Tra i principali strumenti da adottare, l’iniziativa, approvata dall’Assemblea capitolina, prevede l’istituzione di un Organismo di monitoraggio per il controllo degli incidenti stradali, delle principali cause che li determinano, delle sedi stradali maggiormente pericolose; la realizzazione di una Commissione tecnica mista con organismi comunali e rappresentanti delle associazioni dei pedoni, dei ciclisti e dei motociclisti; la creazione del “Fascicolo della Strada” contenente tutte le informazioni su una determinata strada, dallo stato della manutenzione, segnaletica, aperture di cavi stradali, interventi Acea, numero di incidenti stradali e causa degli stessi, e di tutti gli interventi manutentivi; l’intensificazione delle pratiche di una buona educazione stradale tra i giovani, in particolare nelle scuole; l’istituzione di  una giornata da dedicare al ricordo delle vittime della strada, e alla sensibilizzazione dei cittadini al rispetto di tutti gli utenti della strada; rispetto delle prescrizioni dell’art. 208 del Codice della Strada che prevede la destinazione del 50% dei proventi delle sanzioni amministrative pecuniarie in misura non inferiore  a un quarto della quota ad interventi di sostituzione, di ammodernamento, di potenziamento, di messa a norma e di manutenzione della segnaletica delle strade.

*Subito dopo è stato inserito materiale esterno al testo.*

PR #5578, opened 2019-08-14
Modify ItemVisibility to make it work.

zhouwangyang:


Common/Tests/Utilities.UI/UI/VisualStudioInstance.cs
```diff
@@ -53,6 +53,22 @@ public class VisualStudioInstance : IDisposable, IVisualStudioInstance {
             _solutionExplorer = _app.OpenSolutionExplorer();
             SelectSolutionNode();
         }
+        
+       //SelectSolutionNode for item visibility 
+        public VisualStudioInstance(SolutionFile solution, VisualStudioApp app, string item)
```
bschnurr: item not being used?

zhouwangyang: yes, this is an overload of the ToVs method, and this parameter is used to call the overloaded method.

Python/Tests/ProjectUITests/BasicProjectTests.cs
```diff
@@ -1239,8 +1239,11 @@ public class BasicProjectTests {
                 );
 
                 var solutionFile = SolutionFile.Generate("HelloWorld", baseProj, imported);
-                using (var solution = solutionFile.ToVs(app)) {
-                    Assert.IsNotNull(solution.WaitForItem("HelloWorld", "VisibleItem.txt"), "VisibleItem.txt not found");
+                //using (var solution = solutionFile.ToVs(app)) {
+                //Sets parameters and calls the overload method of ToVS
+                using (var solution = solutionFile.ToVs(app,"true")){
+                    //Assert.IsNotNull(solution.WaitForItem("HelloWorld", "VisibleItem.txt"), "VisibleItem.txt not found");
+                    Assert.IsNull(solution.WaitForItem("HelloWorld", "VisibleItem.txt"), "VisibleItem.txt not found");
```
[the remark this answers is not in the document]
zhouwangyang: Ah, you misunderstood me, I don't want to circumvent this problem, I made the change because I think this file (" VisibleItem.txt ") should be can't find, I guess if you write wrong, so I changed this code to confirm with you , this case is a test of visibility on the file, the file cannot be loaded because of the definition of the project, its "Visible" property is set "false", so it is not Visible, which is why will display 1 of 2  projects, It's not because of an upgrade or something that the file can't be loaded, so I guess the code here is probably is null instead of is not null.
 @image
Of course I know, if your code is fine, this file should be found, and that may be something else

huguesv:
No longer need this. Proper fix is in https://github.com/microsoft/PTVS/pull/5671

Oltre a questi punti poi il Piano Strategico individua alcuni interventi urgenti di carattere particolare per il miglioramento della segnaletica stradale, il potenziamento delle aree pedonali, la creazione di “Zone 30” in tutte le aree residenziali e nelle aree urbane dove non è possibile realizzare piste ciclabili separate, zone in cui il limite di velocità viene ridotto da 50 a 30 km/h, l’adozione di dissuasori della velocità, l’introduzione di minirotatorie al posto dei semafori per fluidificare il traffico nei punti più congestionati, la sostituzione dei guard rail spesso micidiali per ciclisti e motociclisti, la realizzazione di piste ciclabili e cliclovie, il miglioramento della manutenzione del manto stradale, la rimozione pali e  cartelloni pubblicitari istallati abusivamente ai margini della strada, l’aumento dei controlli su strada da parte degli organi deputati e il potenziamento degli autovelox per il rispetto dei limiti di velocità. 
Da segnalare infine, sulla scia della proposta di legge, presentata dall’Associazione Lorenzo Guarnieri, dall’Associazione Gabriele Borgognoni, dall’Associazione amici Sostenitori Polizia Stradale, dal Comune, dalla polizia municipale e dall’Aci di Firenze l’adesione da parte di Roma Capitale  alla proposta di legge per l’introduzione nel nostro ordinamento del reato di omicidio stradale.
Insomma siamo davanti a una serie di proposte che potrebbero contribuire concretamente alla riduzione degli incidenti stradali in una grande metropoli come Roma ma non c’è più tempo da perdere e già nel prossimo assestamento di bilancio, è stato previsto l’accantonamento di  una somma pari a un milione di euro da mettere subito a disposizione per gli interventi sulle sedi stradali con maggiori criticità mentre nei prossimi tre anni bisognerà uno stanziamento non inferiore ai tre milioni di euro per l’attuazione degli interventi previsti nel Piano Strategico.